Limits to infinity of exponential functions I am completly blocked trying to prove the solution of the limits below
1) 
$$
\lim _{m\to\infty}\left(\cos\left(\frac{x}{m}\right)\right)^m\\1 \quad \text{ for }  a\to +\infty;\quad 0 \quad \text{ for } \quad a \to -\infty
$$
2)
$$
\lim _{a\to\infty}\frac{a^x-1}{x}, a>1\\+\infty\, \text{ for }\,  x\to +\infty;0\, \text{ for }\, a \to -\infty
$$
I believe both limits are related to $\lim_{x\to\infty}(1+\frac{1}{x})^x =e$, but I just can't find a way to get there.
In case 1) I get $(1^+)^\infty$ which I can't simplify and get to a clear limit
In case 2) using the change of variable $y = a^x-1$, I can get to 
$$
\lim _{a\to\infty}\frac{a^x-1}{x} = \lim _{a\to\infty}\frac{\ln(a)}{\ln(1+y)^\frac{1}{y}}
$$
but I then obtain a $\infty^\frac{1}{\infty}$, which, again, I can't solve.
Can someone give some hints on what I am missing here? Or am I using a completly wrong approach?

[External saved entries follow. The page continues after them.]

PR #2279, opened 2026-08-15
Handle unsupported source search

Seanstoppable:
I've noticed several sources don't support search, and in the UI it looks kind of ugly/like an error exposing the stack trace

This PR makes it return a much better error message.

image

### DIFF
--- a/server/src/main/kotlin/eu/kanade/tachiyomi/source/Source.kt
+++ b/server/src/main/kotlin/eu/kanade/tachiyomi/source/Source.kt
@@ -108,4 +108,19 @@ interface Source {
     fun fetchPageList(chapter: SChapter): Observable<List<Page>> = throw UnsupportedOperationException()
 }
 
+suspend fun Source.searchManga(
+    page: Int,
+    query: String,
+    filters: FilterList,
+): MangasPage =
+    try {
+        getSearchManga(page, query, filters)
+    } catch (e: UnsupportedOperationException) {
+        throw SearchNotSupportedException(e)
+    }
+
+class SearchNotSupportedException(
+    cause: UnsupportedOperationException,
+) : IllegalArgumentException("Search not supported by this source", cause)
+
 // fun Source.icon(): Drawable? = Injekt.get<ExtensionManager>().getAppIconForSource(this)
--- a/server/src/main/kotlin/suwayomi/tachidesk/graphql/mutations/SourceMutation.kt
+++ b/server/src/main/kotlin/suwayomi/tachidesk/graphql/mutations/SourceMutation.kt
@@ -7,6 +7,7 @@ import androidx.preference.EditTextPreference
 import androidx.preference.ListPreference
 import androidx.preference.MultiSelectListPreference
 import androidx.preference.SwitchPreferenceCompat
+import eu.kanade.tachiyomi.source.searchManga
 import org.jetbrains.exposed.v1.core.LikePattern
 import org.jetbrains.exposed.v1.core.Op
 import org.jetbrains.exposed.v1.core.and
@@ -265,7 +266,7 @@ class SourceMutation {
             val mangasPage =
                 when (type) {
                     FetchSourceMangaType.SEARCH -> {
-                        source.getSearchManga(
+                        source.searchManga(
                             page = page,
                             query = query.orEmpty(),
                             filters = updateFilterList(source, filters),
--- a/server/src/main/kotlin/suwayomi/tachidesk/graphql/server/TachideskGraphQLServer.kt
+++ b/server/src/main/kotlin/suwayomi/tachidesk/graphql/server/TachideskGraphQLServer.kt
@@ -10,6 +10,8 @@ package suwayomi.tachidesk.graphql.server
 import com.expediagroup.graphql.generator.execution.FlowSubscriptionExecutionStrategy
 import com.expediagroup.graphql.server.execution.GraphQLRequestHandler
 import com.expediagroup.graphql.server.execution.GraphQLServer
+import com.expediagroup.graphql.server.extensions.toGraphQLError
+import eu.kanade.tachiyomi.source.SearchNotSupportedException
 import graphql.ExceptionWhileDataFetching
 import graphql.GraphQL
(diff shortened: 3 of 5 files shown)


schroda:
Isn't the UI showing something like `Exception while fetching data (/fetchSourceManga) : ... [show more]`?
So one has to click on "show more" to see the stack trace.

This is the standard error behavior. Changing it for only one error specifically seems kinda pointless to me.
The reason the stack trace is added in the first place is to be able to spot places where we throw a `Stub!` error in the AndroidCompat, because that made it really cumbersome to find the location (#1319)

Seanstoppable:
In this case, it isn't really exceptional/an error. It is that search isn't supported for the source. Showing a clearer error, rather than forcing someone to double check by expanding a stack trace is, imo, a better UX.
In my experience showing full stack traces is usually the last resort when you aren't otherwise able to classify the error.
Probably some other exceptions where we should do the same (403s from sources? Timeouts? Neither of those really need/benefit from a full stack trace in the UI do they?)

schroda:
How is it not an exception/error? The source does not tell you if it supports the search functionality or not (unlike for `latest`). The only way to find out is literally to call the function and see if you get some response or not.

Each client is free in how it handles the error message. The stack trace is easily hidden (as is it done in the webui) or can also be completely omitted.

Like I already mentioned, the stack trace is a "debugging band aid" because the server throws a bunch of unhelpful exceptions.
So instead of starting to implement some workaround for specific exceptions to omit the stack trace, the thrown exceptions should be updated to have a meaningful message instead. That way the stack trace doesn't need to be added in the first place.

In this case that would mean updating the actual thrown exception instead of adding a new exception and logic to wrap the original one and rethrow it to just make the workaround work.

So the way I see it, this workaround will just lead to more logic being added in the future to handle more specific errors instead of fixing the root cause.

Seanstoppable:
Yeah, you are exactly correct in "The only way to find out is literally to call the function and see if you get some response or not.". So barring going and making plugin implementation changes so we can do something like not even try to call this, or returning a more specific exception in their implementations, doing something like this is the "best" that a client can do.

We can't map ALL UnimplementedMethodExceptions to a known error, we can only map UnimplementedMethodExceptions of this specific function. I.e. it seems straightforward to me that unimplemented is search is not supported. "the thrown exceptions should be updated to have a meaningful message instead. That way the stack trace doesn't need to be added in the first place." is pretty much exactly what I am doing, without going back and trying to change the plugins spec and all implementations. Even if there was a better error message, you'd still need to map it for user friendly UX here.

Also correct that "Each client is free in how it handles the error message.". Other implementors just return things like "No results found" which is also not quite correct.

Particularly for non-technical users (I am assuming technical people are sharing access to non-technical people), I would imagine that non-technical responses are preferable to technical ones.

schroda:
> "the thrown exceptions should be updated to have a meaningful message instead. That way the stack trace doesn't need to be added in the first place." is pretty much exactly what I am doing, without going back and trying to change the plugins spec and all implementations

I was under the impression that we throw the exception

My point is still the same. If you want to improve the returned error, then that should be reusable going forward for **any** exception/error, not just **one specific** one.

How is this going to expand in the future? Add logic to the graphql exception handler for each and every exception so that we do not add a stack trace?
The graphql exception handler doesn't care that the source search wasn't supported. It shouldn't even know about that specific exception.

Seanstoppable:
I mean, the REST API was mapping specific errors so that they would go from a 5xx to a more meaningful error, no?
I'm not sure how this is meaningfully different.

In general, my belief is that showing stack traces to end users are bad (and as an end user they are ugly), and there is a difference between an error that is somewhat expected and/or understood(Unsupported is the APIs only way to indicate search is not supported) vs not (some other random error we don't understand).

If you are saying you'd rather have this be a more general set of errors, like maybe UnretryableException and RetryableException that are rendered better for a larger set of scenarios, that makes sense.

If you are saying you'd rather just have the stack trace, I'll close this out.

Robonau:
> In general, my belief is that showing stack traces to end users are bad (and as an end user they are ugly), and there is a difference between an error that is somewhat expected and/or understood(Unsupported is the APIs only way to indicate search is not supported) vs not (some other random error we don't understand).

as someone that does allot of support for suwayomi a stack trace is far more useful than a simple error that looks nice, when someone has an issue i want to be able to fix it immediately when possible, obfuscating the error does nothing but add the extra work of walking the user through finding the error in logs

Seanstoppable:
@Robonau Yeah, I guess I get not wanting to have people dive into the logs in some cases. 
"Search not supported" doesn't need/deserve a stack trace, imo, and currently I have to open a stack trace to see if that is the case.
A 403 unauthorized also probably doesn't need a stack trace, it would benefit from a clearer unauthorized exception rather than something like "The server returned 403"
500s are likely the same, as that is "The server has an error, retry later" with a retry button, rather than a deep stack trace

Alternately, my problem is that the error message isn't great such that you HAVE to jump into the stack trace for full details and the rough edge I am feeling could possibly be addressed another way.

kptestfu23-oss:
Keeping raw stack traces in the UI because they’re useful for support feels backwards. Users shouldn’t have to read an exception dump just to learn that a source doesn’t support search. That belongs in logs, not in the normal error message.

And saying this should wait for a more generic error system doesn’t really justify keeping the current behavior. That system doesn’t exist right now. This PR fixes a real user-facing issue now.

If the implementation needs to be generalized later, fine. Keeping bad UX until the perfect abstraction exists makes no sense.

Robonau:
> And saying this should wait for a more generic error system doesn’t really justify keeping the current behavior. That system doesn’t exist right now. This PR fixes a real user-facing issue now.

no, it doesn't fix a non issue

kptestfu23-oss:
> no, it doesn't fix a non issue

There is clearly an issue being addressed here: a known, expected condition is currently presented in a way that requires the user to inspect technical details to understand it.

The PR gives that condition an explicit user-facing message while preserving the exception in the server logs.

If the argument is that showing stack traces in the UI is better for support, that's a valid tradeoff to discuss. But saying there is no issue at all ignores the actual UX problem this PR is addressing.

 A: For (1), take a logarithm to get
$$
\lim_{m \to \infty} \frac{\log \cos\left( \frac{x}{m} \right)}{\frac{1}{m}},
$$
which by L'Hôpital is
$$
\lim_{m \to \infty}\frac{-\sin \left( \frac{x}{m} \right)\frac{x}{m^2}}{\cos\left(\frac{x}{m}\right)\frac{1}{m^2}},
$$
which simplifies to
$$
\lim_{m \to \infty} -x\tan\left(\frac{x}{m}\right),
$$
which is $0$, so the answer is $1$ since we took a logarithm.
For (2), the limit of the given function is clearly infinite, but I suspect there should be an $a$ in the denominator instead of an $x$. Then you can use L'Hôpital directly to get
$$
\lim_{a \to \infty} xa^{x-1}
$$
which is $1$ if $x = 1$, $0$ if $x < 1$, infinite otherwise.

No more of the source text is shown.